▸ **Source data**
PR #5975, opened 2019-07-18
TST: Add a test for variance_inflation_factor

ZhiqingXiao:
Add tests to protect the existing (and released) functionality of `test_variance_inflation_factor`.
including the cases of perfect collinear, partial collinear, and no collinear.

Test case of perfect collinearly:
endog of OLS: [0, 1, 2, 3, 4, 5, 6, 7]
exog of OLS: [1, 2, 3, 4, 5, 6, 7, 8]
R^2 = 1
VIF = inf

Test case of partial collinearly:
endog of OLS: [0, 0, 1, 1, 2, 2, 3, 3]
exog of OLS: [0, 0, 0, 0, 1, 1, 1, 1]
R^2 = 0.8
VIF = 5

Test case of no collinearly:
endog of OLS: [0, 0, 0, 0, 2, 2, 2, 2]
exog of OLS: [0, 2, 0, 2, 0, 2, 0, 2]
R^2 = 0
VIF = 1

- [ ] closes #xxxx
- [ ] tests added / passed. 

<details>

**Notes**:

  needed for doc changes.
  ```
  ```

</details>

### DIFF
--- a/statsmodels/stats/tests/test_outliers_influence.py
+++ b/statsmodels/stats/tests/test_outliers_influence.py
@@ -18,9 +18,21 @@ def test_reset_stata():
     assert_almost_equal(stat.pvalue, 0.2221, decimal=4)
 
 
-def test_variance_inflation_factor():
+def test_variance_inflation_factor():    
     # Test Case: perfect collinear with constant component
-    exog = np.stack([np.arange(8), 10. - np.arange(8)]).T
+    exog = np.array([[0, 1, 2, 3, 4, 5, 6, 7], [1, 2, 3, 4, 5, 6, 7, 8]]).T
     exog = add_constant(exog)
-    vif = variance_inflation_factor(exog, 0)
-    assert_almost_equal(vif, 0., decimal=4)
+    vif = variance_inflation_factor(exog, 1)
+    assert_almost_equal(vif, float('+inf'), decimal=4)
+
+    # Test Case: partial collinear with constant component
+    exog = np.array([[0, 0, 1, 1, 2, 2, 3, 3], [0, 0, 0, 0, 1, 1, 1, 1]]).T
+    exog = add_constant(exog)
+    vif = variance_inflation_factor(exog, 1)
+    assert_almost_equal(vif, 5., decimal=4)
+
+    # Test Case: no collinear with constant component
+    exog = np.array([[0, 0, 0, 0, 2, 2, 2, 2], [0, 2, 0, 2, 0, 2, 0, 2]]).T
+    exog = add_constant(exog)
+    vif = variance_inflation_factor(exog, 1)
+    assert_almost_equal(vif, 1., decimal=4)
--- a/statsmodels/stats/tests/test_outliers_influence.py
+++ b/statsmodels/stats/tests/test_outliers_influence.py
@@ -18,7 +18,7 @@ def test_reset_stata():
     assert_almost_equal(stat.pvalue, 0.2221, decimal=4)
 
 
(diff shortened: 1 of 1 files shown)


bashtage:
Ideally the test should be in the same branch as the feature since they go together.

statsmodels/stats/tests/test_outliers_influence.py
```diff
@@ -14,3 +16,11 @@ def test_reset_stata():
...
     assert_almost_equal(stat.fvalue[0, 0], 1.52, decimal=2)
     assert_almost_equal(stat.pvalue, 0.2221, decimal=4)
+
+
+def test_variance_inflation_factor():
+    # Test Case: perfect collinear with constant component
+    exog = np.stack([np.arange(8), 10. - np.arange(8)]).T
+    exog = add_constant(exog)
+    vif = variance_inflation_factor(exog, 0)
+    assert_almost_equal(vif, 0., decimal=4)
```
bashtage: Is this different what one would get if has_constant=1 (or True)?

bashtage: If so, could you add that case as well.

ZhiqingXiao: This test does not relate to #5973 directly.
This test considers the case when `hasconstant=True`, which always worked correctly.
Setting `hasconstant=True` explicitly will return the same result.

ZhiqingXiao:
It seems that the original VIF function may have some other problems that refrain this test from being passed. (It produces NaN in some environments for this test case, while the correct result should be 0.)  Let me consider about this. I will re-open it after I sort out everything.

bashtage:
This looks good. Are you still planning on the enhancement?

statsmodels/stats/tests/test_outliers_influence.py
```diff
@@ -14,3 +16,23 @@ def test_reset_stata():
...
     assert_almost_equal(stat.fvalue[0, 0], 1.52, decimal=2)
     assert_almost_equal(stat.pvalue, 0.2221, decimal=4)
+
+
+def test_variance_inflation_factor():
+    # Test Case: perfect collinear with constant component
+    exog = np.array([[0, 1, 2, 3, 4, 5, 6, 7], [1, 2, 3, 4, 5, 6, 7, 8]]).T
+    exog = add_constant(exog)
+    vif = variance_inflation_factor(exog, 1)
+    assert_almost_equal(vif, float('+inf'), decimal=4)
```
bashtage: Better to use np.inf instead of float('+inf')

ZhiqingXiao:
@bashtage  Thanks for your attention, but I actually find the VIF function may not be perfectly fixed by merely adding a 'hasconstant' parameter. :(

...

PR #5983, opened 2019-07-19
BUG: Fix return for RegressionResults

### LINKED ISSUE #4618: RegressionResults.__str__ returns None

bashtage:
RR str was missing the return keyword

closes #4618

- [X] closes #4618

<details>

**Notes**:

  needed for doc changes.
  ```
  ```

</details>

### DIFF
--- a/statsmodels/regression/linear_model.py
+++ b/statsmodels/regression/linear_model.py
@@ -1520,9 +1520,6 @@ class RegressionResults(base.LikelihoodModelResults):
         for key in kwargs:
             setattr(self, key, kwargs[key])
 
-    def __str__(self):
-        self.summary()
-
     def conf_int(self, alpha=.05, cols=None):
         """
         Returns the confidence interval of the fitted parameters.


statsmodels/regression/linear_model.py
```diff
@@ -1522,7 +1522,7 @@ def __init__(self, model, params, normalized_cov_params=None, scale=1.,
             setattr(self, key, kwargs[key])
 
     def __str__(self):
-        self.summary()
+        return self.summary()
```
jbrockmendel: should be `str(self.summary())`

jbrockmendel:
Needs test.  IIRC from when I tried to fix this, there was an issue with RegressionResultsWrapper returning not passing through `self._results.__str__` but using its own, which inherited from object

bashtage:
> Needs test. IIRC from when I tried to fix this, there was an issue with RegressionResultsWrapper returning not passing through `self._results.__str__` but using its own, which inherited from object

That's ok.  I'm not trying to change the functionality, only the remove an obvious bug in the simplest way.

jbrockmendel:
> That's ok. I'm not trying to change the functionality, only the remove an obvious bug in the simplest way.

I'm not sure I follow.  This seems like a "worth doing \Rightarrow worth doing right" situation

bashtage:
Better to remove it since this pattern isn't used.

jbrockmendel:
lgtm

▸ **Exercise description**
The required answer is the run of lines above, starting at the line with "assert_almost_equal(vif, 5., decimal=4)" and ending at the line with "Ideally the test", reproduced exactly with both ends.

▸ **Expected answer**
+    assert_almost_equal(vif, 5., decimal=4)
+
+    # Test Case: no collinear with constant component
+    exog = np.array([[0, 0, 0, 0, 2, 2, 2, 2], [0, 2, 0, 2, 0, 2, 0, 2]]).T
+    exog = add_constant(exog)
+    vif = variance_inflation_factor(exog, 1)
+    assert_almost_equal(vif, 1., decimal=4)
--- a/statsmodels/stats/tests/test_outliers_influence.py
+++ b/statsmodels/stats/tests/test_outliers_influence.py
@@ -18,7 +18,7 @@ def test_reset_stata():
     assert_almost_equal(stat.pvalue, 0.2221, decimal=4)
 
 
(diff shortened: 1 of 1 files shown)


bashtage:
Ideally the test should be in the same branch as the feature since they go together.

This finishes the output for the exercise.